Peixe budião-azul, predador de algas que sufocam corais, corre risco de extinção. Sem ele, especialistas alertam para “desertificação marinha”.
Um deserto marinho. Esse pode ser o futuro dos recifes de corais no Brasil se os ecossistemas não forem preservados. O alerta é feito por especialistas que veem na pesca predatória do budião-azul e na poluição os principais desafios a serem enfrentados para manter boas condições de vida no mar.
Abaixo da superfície da água existe muito mais vida do que se pensa, conforme explica a geóloga marinha Zelinda Leão. “Recifes de corais são os maiores ecossistemas e as áreas de maior biodiversidade nos mares.
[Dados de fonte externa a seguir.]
PR #1692, opened 2023-02-03
Add sleep statement to update db script

sgagniere:
Checklist
---------
   * yes: ok

What
----
cctunnel returns control to the user before it's actually done. Adding a sleep statement before the next command in this script to try and prevent the connection refused errors I keep getting when I do the releases.

3 seconds is probably longer than necessary, but seems alright for a first try.


brianstrauch:
You should be able to make this modification and run `make update-db` without merging to main!

sgagniere:
@brianstrauch Good point! Closing for now.

brianstrauch (approved):
Hoping they replace `cctunnel` with a better tool in the future, but for now...

PR #1710, opened 2023-02-13
Do not set `name` field in cluster update when it's not specified

MuweiHe:
Checklist
---------
   * yes: ok

What
----

According to docs https://docs.confluent.io/cloud/current/clusters/cluster-api.html#id3 in one request we should only specify the name or the config (cku), although it's possible to update both at the same time. But when the user provides only cku, the display name is set to the new update name field, which is not what the user wants as the name could be different. 
To avoid breaking changes, we still allow updating both name and cku in one line, but in our next major version we might consider only allowing name or cku, to make the command more atomic and match the behavior of other update commands like schema-registry `mode` / `compatibility`

References
----------

https://confluentinc.atlassian.net/browse/CAPAC-1229

Test & Review
-------------

Open Questions / Follow-ups
---------------------------

### DIFF
--- a/internal/cmd/kafka/command_cluster_update.go
+++ b/internal/cmd/kafka/command_cluster_update.go
@@ -85,7 +85,6 @@ func (c *clusterCommand) update(cmd *cobra.Command, args []string, prompt form.P
 			return err
 		}
 		update.Spec.Config = &cmkv2.CmkV2ClusterSpecUpdateConfigOneOf{CmkV2Dedicated: &cmkv2.CmkV2Dedicated{Kind: "Dedicated", Cku: updatedCku}}
-
 	}
 
 	updatedCluster, err := c.V2Client.UpdateKafkaCluster(clusterID, update)
@@ -106,7 +105,7 @@ func (c *clusterCommand) validateResize(cmd *cobra.Command, cku int32, currentCl
 		return 0, errors.New(errors.ClusterResizeNotSupportedErrorMsg)
 	}
 	// Durability Checks
-	if *currentCluster.GetSpec().Availability == highAvailability && cku <= 1 {
+	if currentCluster.Spec.GetAvailability() == highAvailability && cku <= 1 {
 		return 0, errors.New(errors.CKUMoreThanOneErrorMsg)
 	}
 	if cku == 0 {
--- a/internal/cmd/kafka/command_cluster_update.go
+++ b/internal/cmd/kafka/command_cluster_update.go
@@ -34,7 +34,7 @@ func (c *clusterCommand) newUpdateCommand(cfg *v1.Config) *cobra.Command {
 	}
 
 	cmd.Flags().String("name", "", "Name of the Kafka cluster.")
-	cmd.Flags().Int("cku", 0, "Number of Confluent Kafka Units (non-negative). For Kafka clusters of type 'dedicated' only. When shrinking a cluster, you can reduce capacity one CKU at a time.")
+	cmd.Flags().Int32("cku", 0, "Number of Confluent Kafka Units (non-negative). For Kafka clusters of type 'dedicated' only. When shrinking a cluster, you can reduce capacity one CKU at a time.")
 	pcmd.AddContextFlag(cmd, c.CLICommand)
 	if cfg.IsCloudLogin() {
 		pcmd.AddEnvironmentFlag(cmd, c.AuthenticatedCLICommand)
@@ -50,6 +50,11 @@ func (c *clusterCommand) update(cmd *cobra.Command, args []string, prompt form.P
 	}
 
 	clusterID := args[0]
+	currentCluster, _, err := c.V2Client.DescribeKafkaCluster(clusterID, c.EnvironmentId())
+	if err != nil {
+		return errors.NewErrorWithSuggestions(fmt.Sprintf(errors.KafkaClusterNotFoundErrorMsg, clusterID), errors.ChooseRightEnvironmentSuggestions)
+	}
+
 	update := cmkv2.CmkV2ClusterUpdate{
 		Id: cmkv2.PtrString(clusterID),
 		Spec: &cmkv2.CmkV2ClusterSpecUpdate{
@@ -57,10 +62,6 @@ func (c *clusterCommand) update(cmd *cobra.Command, args []string, prompt form.P
 				Id: c.EnvironmentId(),
 			},
 		},
-	}
-	currentCluster, _, err := c.V2Client.DescribeKafkaCluster(clusterID, c.EnvironmentId())
-	if err != nil {
-		return errors.NewErrorWithSuggestions(fmt.Sprintf(errors.KafkaClusterNotFoundErrorMsg, clusterID), errors.ChooseRightEnvironmentSuggestions)
 	}
 
 	if cmd.Flags().Changed("name") {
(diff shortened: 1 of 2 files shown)


internal/cmd/kafka/command_cluster_update.go
```diff
@@ -34,7 +34,7 @@ func (c *clusterCommand) newUpdateCommand(cfg *v1.Config) *cobra.Command {
 	}
 
 	cmd.Flags().String("name", "", "Name of the Kafka cluster.")
-	cmd.Flags().Int("cku", 0, "Number of Confluent Kafka Units (non-negative). For Kafka clusters of type 'dedicated' only. When shrinking a cluster, you can reduce capacity one CKU at a time.")
+	cmd.Flags().Int32("cku", 0, "Number of Confluent Kafka Units (non-negative). For Kafka clusters of type 'dedicated' only. When shrinking a cluster, you can reduce capacity one CKU at a time.")
```
brianstrauch, line 37:
```suggestion
	cmd.Flags().Uint32("cku", 0, `Number of Confluent Kafka Units. For Kafka clusters of type "dedicated" only. When shrinking a cluster, you must reduce capacity one CKU at a time.`)
```

internal/cmd/kafka/command_cluster_update.go
```diff
@@ -96,52 +101,44 @@ func (c *clusterCommand) update(cmd *cobra.Command, args []string, prompt form.P
...
+func (c *clusterCommand) validateResize(cmd *cobra.Command, cku int32, currentCluster *cmkv2.CmkV2Cluster, prompt form.Prompt) (int32, error) {
+	// Ensure the cluster is a Dedicated Cluster
+	if currentCluster.GetSpec().Config.CmkV2Dedicated == nil {
+		return -1, errors.New(errors.ClusterResizeNotSupportedErrorMsg)
+	}
+	// Durability Checks
+	if *currentCluster.GetSpec().Availability == highAvailability && cku <= 1 {
+		return -1, errors.New(errors.CKUMoreThanOneErrorMsg)
+	}
+	if cku <= 0 {
```
brianstrauch, line 113: If we make this a `uint`, we can simplify this
```suggestion
	if cku == 0 {
```

internal/cmd/kafka/command_cluster_update.go
```diff
@@ -96,52 +101,44 @@ func (c *clusterCommand) update(cmd *cobra.Command, args []string, prompt form.P
...
-		// Durability Checks
-		if *currentCluster.GetSpec().Availability == highAvailability && cku <= 1 {
-			return -1, errors.New(errors.CKUMoreThanOneErrorMsg)
-		}
-		if cku <= 0 {
-			return -1, errors.New(errors.CKUMoreThanZeroErrorMsg)
+func (c *clusterCommand) validateResize(cmd *cobra.Command, cku int32, currentCluster *cmkv2.CmkV2Cluster, prompt form.Prompt) (int32, error) {
+	// Ensure the cluster is a Dedicated Cluster
+	if currentCluster.GetSpec().Config.CmkV2Dedicated == nil {
+		return -1, errors.New(errors.ClusterResizeNotSupportedErrorMsg)
```
brianstrauch, line 107: We no longer do `return -1, nil`, so we can just return the default value (and also remove the check for `if updatedCku != -1`)
```suggestion
		return 0, errors.New(errors.ClusterResizeNotSupportedErrorMsg)
```

internal/cmd/kafka/command_cluster_update.go
```diff
@@ -96,52 +101,44 @@ func (c *clusterCommand) update(cmd *cobra.Command, args []string, prompt form.P
...
-				} else {
-					return int32(cku), nil
-				}
+		if promptMessage != "" {
+			ok, err := confirmShrink(cmd, prompt, promptMessage)
+			if !ok || err != nil {
+				return -1, err
+			} else {
+				return cku, nil
 			}
```
brianstrauch, line 138:
```suggestion
			if ok, err := confirmShrink(cmd, prompt, promptMessage); err != nil || !ok {
				return 0, err
			}
```

internal/cmd/kafka/command_cluster_update.go
```diff
@@ -72,16 +73,20 @@ func (c *clusterCommand) update(cmd *cobra.Command, args []string, prompt form.P
 			return errors.New(errors.NonEmptyNameErrorMsg)
```
brianstrauch, line 73: We should be able to get rid of this check. I gave this a try and the backend returned a helpful error message.

internal/cmd/kafka/command_cluster_update.go
MuweiHe: Made the changes! the only thing to note is that `cku` is int32 in the cmk struct. I still need to convert it to int32 some place.

internal/cmd/kafka/command_cluster_update.go
MuweiHe: what's the msg you're seeing? I tried setting name to "" and it doesn't error, it just don't update.

brianstrauch:
```
% confluent kafka cluster update lkc-1j9gqv --name ""
Error: failed to update Kafka cluster: Either name or config must be set for update request.: 422 Unprocessable Entity

Suggestions:
    A cluster can't be updated while still provisioning. If you just created this cluster, retry in a few minutes.
```

MuweiHe: that's because you didn't set cku update. If you set a cku update and name to "" at the same time, it'll just update the cku and the name won't be changed.

brianstrauch: ah that's a backend bug then

brianstrauch: Ah, looks like we should keep this error message then.

internal/cmd/kafka/command_cluster_update.go
```diff
@@ -72,16 +73,20 @@ func (c *clusterCommand) update(cmd *cobra.Command, args []string, prompt form.P
...
+		if err != nil {
+			return err
+		}
+		updatedCku, err := c.validateResize(cmd, int32(cku), &currentCluster, prompt)
+		if err != nil {
+			return err
+		}
+		if updatedCku != -1 {
+			update.Spec.Config = &cmkv2.CmkV2ClusterSpecUpdateConfigOneOf{CmkV2Dedicated: &cmkv2.CmkV2Dedicated{Kind: "Dedicated", Cku: updatedCku}}
+		}
```
brianstrauch, line 89: No longer needed. The function will never return -1 without also returning an error.
```suggestion
		update.Spec.Config = &cmkv2.CmkV2ClusterSpecUpdateConfigOneOf{CmkV2Dedicated: &cmkv2.CmkV2Dedicated{Kind: "Dedicated", Cku: updatedCku}}
```

internal/cmd/kafka/command_cluster_update.go
```diff
@@ -96,52 +101,41 @@ func (c *clusterCommand) update(cmd *cobra.Command, args []string, prompt form.P
...
+	if cku == 0 {
+		return 0, errors.New(errors.CKUMoreThanZeroErrorMsg)
+	}
+	// Cluster can't be resized while it's provisioning or being expanded already.
+	// Name _can_ be changed during these times, though.
+	err := isClusterResizeInProgress(currentCluster)
+	if err != nil {
+		return 0, err
+	}
+	//If shrink
```
brianstrauch, line 122:
```suggestion
	// If shrink
```

internal/cmd/kafka/command_cluster_update.go
```diff
@@ -72,16 +73,19 @@ func (c *clusterCommand) update(cmd *cobra.Command, args []string, prompt form.P
...
+		cku, err := cmd.Flags().GetUint32("cku")
+		if err != nil {
+			return err
+		}
+		updatedCku, err := c.validateResize(cmd, int32(cku), &currentCluster, prompt)
+		if err != nil {
+			return err
+		}
 		update.Spec.Config = &cmkv2.CmkV2ClusterSpecUpdateConfigOneOf{CmkV2Dedicated: &cmkv2.CmkV2Dedicated{Kind: "Dedicated", Cku: updatedCku}}
+
```
brianstrauch, line 88:
```suggestion
```

internal/cmd/kafka/command_cluster_update.go
```diff
@@ -96,52 +100,41 @@ func (c *clusterCommand) update(cmd *cobra.Command, args []string, prompt form.P
...
-		}
-		if cku <= 0 {
-			return -1, errors.New(errors.CKUMoreThanZeroErrorMsg)
+func (c *clusterCommand) validateResize(cmd *cobra.Command, cku int32, currentCluster *cmkv2.CmkV2Cluster, prompt form.Prompt) (int32, error) {
+	// Ensure the cluster is a Dedicated Cluster
+	if currentCluster.GetSpec().Config.CmkV2Dedicated == nil {
+		return 0, errors.New(errors.ClusterResizeNotSupportedErrorMsg)
+	}
+	// Durability Checks
+	if *currentCluster.GetSpec().Availability == highAvailability && cku <= 1 {
```
brianstrauch, line 109:
```suggestion
	if currentCluster.Spec.GetAvailability() == highAvailability && cku <= 1 {
```

brianstrauch (approved):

Pode-se comparar à Mata Atlântica”, afirma.
Apesar de ser um ambiente tão rico de formas de vida diferentes e essencial para a sobrevivência de comunidades de pescadores, os recifes estão sob séria ameaça. “Eles ficam muito perto da costa e estão em risco por causa principalmente da poluição e do turismo desordenado”, aponta. Segundo a pesquisadora, monitoramentos anuais são realizados desde 2000 na costa da Bahia e mostram que em alguns locais houve desaparecimento de espécies. No entanto, a diversidade e o percentual de corais vivos não tiveram grande alteração negativa.
Neste caso, até um fenômeno natural atrapalha. Em 2003 houve mortalidade de corais no Brasil devido ao aumento da temperatura da água causado pelo el niño no Atlântico. “Felizmente eles se recuperaram. Outros recifes ameaçados, em Pernambuco, Paraíba e Alagoas também vêm resistindo”, completa Zelinda.
Mas além da poluição, existe ainda outro problema grave que afeta de maneira significativa a vida dos corais, a pesca predatória do peixe budião-azul. A bióloga Marília Previero, explica a relação: “Ele é um peixe importante porque se alimenta de algas que crescem nos corais. Sem o budião-azul, elas crescem muito, sufocam e matam o coral.”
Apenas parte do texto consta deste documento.